«Chiedete alle associazioni»: Kilimangiaro su Rai 3 disinforma e denigra le agenzie

È capitato di nuovo: i giornalisti della grande stampa disinformano e denigrano le agenzie di viaggi. Nel pomeriggio della domenica di Pasqua lo ha fatto Kilimangiaro, la seguitissima trasmissione di viaggi su RAI 3 condotta da Camila Raznovich. Al suo fianco la giovane Gloria Aura per presentare un elenco di vacanze di volontariato animalista, a soccorrere in giro per il mondo, tartarughe, foche, cavalli, elefanti, uccelli e altre specie colpite da inquinamento e altre disgrazie.
A titolo di premessa la candida Gloria offre il consiglio che le pare ovvio: «Siccome online ci sono tantissime offerte di tutti i tipi, è bene avere le idee molto chiare su che tipo di attività si vuole fare, full budget a disposizione, dopodichéscegliere la destinazione , cercando di rivolgersi direttamente alle associazioni perché le agenzie offrono dei pacchetti molto costosi. Quindi per risparmiare è meglio rivolgersi alle associazioni». Così, testualmente. «Certo!» le risponde subito una convintissima Camila.

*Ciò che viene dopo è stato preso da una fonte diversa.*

PR #536, opened 2023-03-30
serde_spanned: fix copypasta in crate description

decathorpe:
It looks like the crate description for the `serde_spanned` crate was copy-pasted from the `toml` crate. I've replaced it with the heading from the crate's docs instead.


epage:
Thanks!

Vedere per credere su Rai Play (mandate avanti fino a 1 ora, 12 minuti e 21 secondi, per non dover vedere tutta la trasmissione).

Forse l’ufficio legale delle associazioni del turismo, Fiavet in testa, potrebbe trovare in questa dichiarazione gli estremi per una azione di qualche tipo?
E come minimo per chiedere nell’ordine: una rettifica, una bella intervista in Kilimangiaro sulle garanzie, e spesso sui risparmi, che un cliente ottiene solo ed esclusivamente affidandosi a un’agenzia di viaggi. Soprattutto a partire dal primo di luglio – altro bell’argomento di attualissima informazione – quando entrerà in vigore la severissima nuova Direttiva Europea sui pacchetti, che alle associazioni impone di organizzare viaggi in proprio solo due volte l’anno, e tutti gli altri tramite un’agenzia professionale. In regime di piena concorrenza, quindi a prezzi tendenzialmente competitivi. Diversamente da quel che fanno ritenere Kilimangiaro, Camila Raznovich e Gloria Aura.